PR #170, opened 2021-10-06
remove `Aligned` from `SubWord`

Ptival:
The `Aligned` constructor to `SubWord` is morally equivalent to `SubWord 0 0`.
While it is nice as a visual marker in code, it makes consuming `SubWord`s
often more verbose/redundant than it needs be.

This proposes removing it altogether, while preserving some readability with
the `aligned` value.  We could also add an `Aligned` pattern for `SubWord 0 _`,
but at the moment, we never actually need to pattern-match on `Aligned`.

It also makes it so `splitWord` and `getBitStringPartial` can take a `SubWord`
as input, rather than the length and word separately, which looked a bit out of
place.

### DIFF
--- a/src/Data/LLVM/BitCode/GetBits.hs
+++ b/src/Data/LLVM/BitCode/GetBits.hs
@@ -13,12 +13,11 @@ module Data.LLVM.BitCode.GetBits (
 
 import Data.LLVM.BitCode.BitString
 
-import Control.Applicative (Applicative(..),Alternative(..),(<$>))
+import Control.Applicative (Alternative(..))
 import Control.Arrow (first)
 import Control.Monad (MonadPlus(..),when,replicateM_)
 import Data.Bits (shiftR)
 import Data.ByteString (ByteString)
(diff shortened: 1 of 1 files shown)


src/Data/LLVM/BitCode/GetBits.hs
```diff
@@ -90,24 +89,25 @@ instance MonadPlus GetBits where
 -- files get padded to a 32-bit boundary.
 data SubWord
```
atomb, line 90: Now that there's only one constructor, it might be worth making `SubWord` a `newtype`, since it's probably quite central in the performance story.

atomb (approved):
This seems like a nice simplification. I wonder whether making `SubWord` a `newtype` could perhaps improve performance (but I'm not sure if it would).

atomb:
Ah, I was thinking of a `newtype` in record form with strict fields. But it may not actually be an improvement.

atomb:
Oh, you're right. I was misremembering the record syntax. Although you can use that syntax, it only allows one field.

Issue #149, opened 2021-03-20
Error when parsing Linux kernel compiled with LLVM 8


langston-barrett:
This was on commit c38b86b, with kernel 4.14.39 compiled with GLLVM+Clang 8, [like so](https://gist.github.com/langston-barrett/022a6f65f9d994a9661ecfc0645cff45).
```
invalid function symbol in BLOCKADDRESS record
from:
	CST_CODE_BLOCKADDRESS
	CONSTANTS_BLOCK
	@local_bh_enable
	FUNCTION_BLOCK
	FUNCTION_BLOCK_ID
	value symbol table
	MODULE_BLOCK
	Bitstream
```
[vmlinux.bc.zip](https://github.com/GaloisInc/llvm-pretty-bc-parser/files/6176523/vmlinux.bc.zip)

langston-barrett:
Same problem with LLVM/Clang 7.

PR #172, opened 2021-10-07
fix BLOCKADDRESS parsing

Ptival:
This is an attempt at fixing https://github.com/GaloisInc/llvm-pretty-bc-parser/issues/149

This attempt is dependent upon the approval of https://github.com/elliottt/llvm-pretty/pull/87

I just started looking at the llvm-pretty-bc-parser code base, so I am mostly making educated guesses about everything and would appreciate some second pair of eyes.

The issue reported `invalid function symbol in BLOCKADDRESS record` seems to happen because of this line:

https://github.com/GaloisInc/llvm-pretty-bc-parser/blob/24dc69a4e718193d65874d84466a7daecf8d8356/src/Data/LLVM/BitCode/IR/Constants.hs#L389

which does not seem to match its LLVM counterpart at all, even going back to version 7.0:

https://github.com/llvm/llvm-project/blob/4856a9330ee01d30e9e11b6c2f991662b4c04b07/llvm/lib/Bitcode/Reader/BitcodeReader.cpp#L2565-L2566

A naive attempt at replacing the line with:
```haskell
    valref <- field 1 numeric
    val <- forwardRef ctx valref t
```
leads to an infinite loop caused by this line:
https://github.com/GaloisInc/llvm-pretty-bc-parser/blob/24dc69a4e718193d65874d84466a7daecf8d8356/src/Data/LLVM/BitCode/IR/Constants.hs#L391

My understanding is that this triggers the evaluation of `val` to extract its value, which triggers the resolution of the `forwardRef`, which at some point must throw some fixpoint computation in a loop.

So my guess was that this reference should not be resolved now. However, the `ConstBlockAddr` constructor expects a resolved `Symbol`, and I don't think we can get that without resolving the reference?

● ● ●

Problem to solve: Give back each line of the material above exactly as it appears.

The answer:
PR #170, opened 2021-10-06
remove `Aligned` from `SubWord`

Ptival:
The `Aligned` constructor to `SubWord` is morally equivalent to `SubWord 0 0`.
While it is nice as a visual marker in code, it makes consuming `SubWord`s
often more verbose/redundant than it needs be.

This proposes removing it altogether, while preserving some readability with
the `aligned` value.  We could also add an `Aligned` pattern for `SubWord 0 _`,
but at the moment, we never actually need to pattern-match on `Aligned`.

It also makes it so `splitWord` and `getBitStringPartial` can take a `SubWord`
as input, rather than the length and word separately, which looked a bit out of
place.

### DIFF
--- a/src/Data/LLVM/BitCode/GetBits.hs
+++ b/src/Data/LLVM/BitCode/GetBits.hs
@@ -13,12 +13,11 @@ module Data.LLVM.BitCode.GetBits (
 
 import Data.LLVM.BitCode.BitString
 
-import Control.Applicative (Applicative(..),Alternative(..),(<$>))
+import Control.Applicative (Alternative(..))
 import Control.Arrow (first)
 import Control.Monad (MonadPlus(..),when,replicateM_)
 import Data.Bits (shiftR)
 import Data.ByteString (ByteString)
(diff shortened: 1 of 1 files shown)


src/Data/LLVM/BitCode/GetBits.hs
```diff
@@ -90,24 +89,25 @@ instance MonadPlus GetBits where
 -- files get padded to a 32-bit boundary.
 data SubWord
```
atomb, line 90: Now that there's only one constructor, it might be worth making `SubWord` a `newtype`, since it's probably quite central in the performance story.

atomb (approved):
This seems like a nice simplification. I wonder whether making `SubWord` a `newtype` could perhaps improve performance (but I'm not sure if it would).

atomb:
Ah, I was thinking of a `newtype` in record form with strict fields. But it may not actually be an improvement.

atomb:
Oh, you're right. I was misremembering the record syntax. Although you can use that syntax, it only allows one field.

Issue #149, opened 2021-03-20
Error when parsing Linux kernel compiled with LLVM 8


langston-barrett:
This was on commit c38b86b, with kernel 4.14.39 compiled with GLLVM+Clang 8, [like so](https://gist.github.com/langston-barrett/022a6f65f9d994a9661ecfc0645cff45).
```
invalid function symbol in BLOCKADDRESS record
from:
	CST_CODE_BLOCKADDRESS
	CONSTANTS_BLOCK
	@local_bh_enable
	FUNCTION_BLOCK
	FUNCTION_BLOCK_ID
	value symbol table
	MODULE_BLOCK
	Bitstream
```
[vmlinux.bc.zip](https://github.com/GaloisInc/llvm-pretty-bc-parser/files/6176523/vmlinux.bc.zip)

langston-barrett:
Same problem with LLVM/Clang 7.

PR #172, opened 2021-10-07
fix BLOCKADDRESS parsing

Ptival:
This is an attempt at fixing https://github.com/GaloisInc/llvm-pretty-bc-parser/issues/149

This attempt is dependent upon the approval of https://github.com/elliottt/llvm-pretty/pull/87

I just started looking at the llvm-pretty-bc-parser code base, so I am mostly making educated guesses about everything and would appreciate some second pair of eyes.

The issue reported `invalid function symbol in BLOCKADDRESS record` seems to happen because of this line:

https://github.com/GaloisInc/llvm-pretty-bc-parser/blob/24dc69a4e718193d65874d84466a7daecf8d8356/src/Data/LLVM/BitCode/IR/Constants.hs#L389

which does not seem to match its LLVM counterpart at all, even going back to version 7.0:

https://github.com/llvm/llvm-project/blob/4856a9330ee01d30e9e11b6c2f991662b4c04b07/llvm/lib/Bitcode/Reader/BitcodeReader.cpp#L2565-L2566

A naive attempt at replacing the line with:
```haskell
    valref <- field 1 numeric
    val <- forwardRef ctx valref t
```
leads to an infinite loop caused by this line:
https://github.com/GaloisInc/llvm-pretty-bc-parser/blob/24dc69a4e718193d65874d84466a7daecf8d8356/src/Data/LLVM/BitCode/IR/Constants.hs#L391

My understanding is that this triggers the evaluation of `val` to extract its value, which triggers the resolution of the `forwardRef`, which at some point must throw some fixpoint computation in a loop.

So my guess was that this reference should not be resolved now. However, the `ConstBlockAddr` constructor expects a resolved `Symbol`, and I don't think we can get that without resolving the reference?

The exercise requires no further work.